▸ **Collected material**

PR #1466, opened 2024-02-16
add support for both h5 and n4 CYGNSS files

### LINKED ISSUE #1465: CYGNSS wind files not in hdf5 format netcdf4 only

▸ **Your assignment**
Report all lines of the data above that include the string "files".

▸ **Expected output**
add support for both h5 and n4 CYGNSS files
### LINKED ISSUE #1465: CYGNSS wind files not in hdf5 format netcdf4 only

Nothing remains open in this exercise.